BELFAST — Belfast Cemetery trustees, the city’s Cemetery Department, and the Belfast Maine Historical Society will recognize a local Boston Tea Party participant in a ceremony Wednesday, Oct. 5, in Grove Cemetery.

A commemorative plaque will be placed on the gravestone of Belfast resident John Cochran as part of a movement sponsored by the Boston Tea Party Ships and Museum, a group dedicated to recognizing all members of the Dec. 16, 1773, protest event by the time of its 250th anniversary in one year.

The event will be open to the public, and residents and members of community organizations are invited to attend and perhaps say a few words, according to a press release from the Historical Society.

“We believe that the Boston Tea Party is the single most important event leading up to the American Revolution,” said Even O’Brien, creative manager of the Boston Tea Party Ships & Museum. “Its principles and values speak through the generations, and ideas of protesting against injustice and tyranny are things we all can relate to, even just shy of 250 years later.”

Since 2019, a total of 87 commemorative markers have been placed at graves of known Boston Tea Party participants buried within some of the state’s oldest burying grounds. In the months leading up to the 250th anniversary of the event, which will take place on Dec. 16, 2023, the group plans to place additional markers at the graves of all 125 known participants buried throughout New England and the U.S. For more information, visit bostonteapartyships.com.

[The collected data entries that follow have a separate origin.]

PR #2420, opened 2026-06-08
fix(workflows): route detections_consensus IoU through detection geometry

kounelisagis:
## What does this PR do?

`DetectionsConsensusBlockV1.calculate_iou` always uses `sv.box_iou_batch` on `xyxy`, regardless of what geometry each detection actually carries. For instance-segmentation or OBB workflows that's the bounding box of the actual shape - which can overlap heavily even when the masks / oriented bodies don't. Two detections with identical AABBs but disjoint masks (or crossed OBBs in an aerial image) end up matched as the same object, and consensus silently merges them.

The fix dispatches on the geometry the detections actually carry:

- `mask_iou_batch` when both have a `mask`
- `oriented_box_iou_batch` when both have `data["xyxyxyxy"]`
- `box_iou_batch` otherwise (unchanged)

## Type of Change

## Testing

**Test details:**

Two new unit tests in `tests/workflows/unit_tests/core_steps/fusion/test_detections_consensus.py`:

- `test_calculate_iou_uses_mask_iou_when_both_have_masks` - identical AABB, disjoint masks -> IoU 0.0 (would be 1.0 pre-fix).
- `test_calculate_iou_uses_obb_iou_when_both_have_oriented_boxes` - crossed OBBs at +-45°, near-identical AABBs -> IoU < 0.2 (would be > 0.95 pre-fix).

Both fail on `main`. Existing `calculate_iou` tests are unchanged.

## Checklist

## Additional Context

The block already accepts a `detections_merge_mask_aggregation` parameter and is wired up to instance-segmentation models, so mask support was clearly intended - but the matching step itself was still bbox-only, so the aggregation never actually saw masks that the user expected to be merged.


inference/core/workflows/core_steps/fusion/detections_consensus/v1.py
```diff
@@ -368,7 +369,21 @@ def enumerate_detections(
 
 
 def calculate_iou(detection_a: sv.Detections, detection_b: sv.Detections) -> float:
-    iou = float(sv.box_iou_batch(detection_a.xyxy, detection_b.xyxy)[0][0])
```
PawelPeczek-Roboflow, line 371: We have a strategy that changes of behaviour that change results of already existing blocks for clients already using the block should be implemented as new block with bumped version
since here you tweak the result based on:
* prediction having OBB
* prediction being instance seg

I would create v2 block with your change. This is obviously code duplication, but we maintain for stability of outcomes.

PawelPeczek-Roboflow (changes requested):

inference/core/workflows/core_steps/fusion/detections_consensus/v1.py
kounelisagis: Makes sense. Thanks for your time!

inference/core/workflows/core_steps/fusion/detections_consensus/v2.py
```diff
@@ -0,0 +1,762 @@
...
+    """Compute IoU on the geometry the detections actually carry.
+
+    Dispatch order: segmentation masks when both sides have them, oriented
+    box corners (``data["xyxyxyxy"]``) when both sides have them, and the
+    axis-aligned ``xyxy`` boxes otherwise. The v1 block always compared
+    ``xyxy``, which over-matches detections whose boxes overlap even though
+    their masks or rotated bodies do not.
+    """
+    if detection_a.mask is not None and detection_b.mask is not None:
+        iou = float(sv.mask_iou_batch(detection_a.mask, detection_b.mask)[0][0])
```
PawelPeczek-Roboflow: ok - one more thing - we are probably increasing memory consumption with `sv.mask_iou_batch` compared to  `sv.box_iou_batch` used by previous version and this is not something caller can influence.

Given that we will be proposing this version of block as default one, we need to have clarity on the impact on speed and memory consumption, as underestimation here may seriously impact our platform performance.

Do you have any estimations of that?

kounelisagis: Measured it and reworked `calculate_iou` to keep the cost bounded: box IoU runs first as a gate (disjoint boxes imply zero mask/OBB IoU), mask IoU is computed on bounding-box windows instead of full frames, and OBB IoU is computed analytically with shapely instead of rasterization.

Setup: single-detection pairs as the matching loop calls them, timings are means over 50 repeated calls after warmup, memory is the `tracemalloc` peak, both sides measured in the same session. Mask pairs carry full-frame `(1, H, W)` bool masks with overlapping 300px regions; OBB pairs carry `(1, 4, 2)` corners. The baseline is the block on the latest `main` (4e2a049), against this branch (7fd80b6ee):

| pair type | main (4e2a049) | this branch (7fd80b6ee) |
|---|---|---|
| box only | 0.07 ms | 0.06 ms |
| masks, 1080p | 0.07 ms | 0.15 ms / 0.09 MB transient |
| masks, 4K | 0.07 ms | 0.15 ms / 0.09 MB |
| OBB, near origin | 0.07 ms | 0.17 ms / ~0 MB |
| OBB, far corner of a 4K frame | 0.07 ms | 0.17 ms / ~0 MB |

Cost is independent of image resolution and coordinate magnitude. End-to-end, 2 sources x 20 mask detections (200x200 boxes placed randomly on 1080p, seeded, 400 pair comparisons of which 36 overlap): main 5.3 ms, this branch 8.7 ms. Memory is per-call transient, so peak overhead is one pair's working set. The windowed mask path is asserted bit-identical to the full-frame computation per pair (496-pair check with irregular blob masks, max abs diff 0.0); the OBB path is exact polygon arithmetic.

inference/core/workflows/core_steps/fusion/detections_consensus/v2.py
```diff
@@ -0,0 +1,816 @@
...
+    AggregationMode.AVERAGE: get_average_bounding_box,
+}
+
+
+def get_intersection_mask(detections: sv.Detections) -> np.ndarray:
+    return np.all(detections.mask, axis=0)
+
+
+def get_union_mask(detections: sv.Detections) -> np.ndarray:
+    return np.sum(detections.mask, axis=0)
```
dkosowski87: This doesn't make an union but sums the masks, which would make overlapping pixels have a value of 2.

inference/core/workflows/core_steps/fusion/detections_consensus/v2.py
```diff
@@ -0,0 +1,816 @@
...
+        )
+    )
+
+    if len(detections_with_max_overlap) < (required_votes - 1):
+        # Returning empty sv.Detections
+        return consensus_detections, detections_already_considered
+    if detection.mask is not None:
+        for matched_value in detections_with_max_overlap.values():
+            if matched_value[0].mask is None:
+                matched_value[0].mask = np.zeros(detection.mask.shape)
```
dkosowski87: Here the mask would default to a float type. Downstream usage would probably mix values and return float. We need to use bool.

What is known about John Cochran:

Cochran was born in 1749 in East Boston, then called Noddle’s Island. He came to Belfast among the first settlers in May 1770. Known as “Boston John,” he was a learned man, and many children came to his house for lessons.

He was already settled in Belfast in 1770 when he responded to the call to arms. In the early years of the American Revolution, he and other settlers of Belfast, refusing to take the oath of allegiance to England, were obliged to abandon their homes and return to Massachusetts and New Hampshire, where they remained until the war was over.

Besides taking part in the Boston Tea Party, Cochran also fought in the war at the Battle of Bunker Hill, receiving an honorable discharge at its close.

He was the last survivor of the 32 “Original Proprietors” of Belfast, meaning the first to have land deeded to them. The local Daughters of the American Revolution organization was first named in honor of John Cochran and they were responsible for placing his grave marker in Grove Cemetery.

He lived out his later years with a son on what is now called Crocker Road, near its intersection with Marsh Road. That road was originally called Cochran Road.

Cochran died Nov. 30, 1839, at the age of 90. His inscription reads: “He was one of the memorable Tea Party at Boston, Dec. 16,1773.”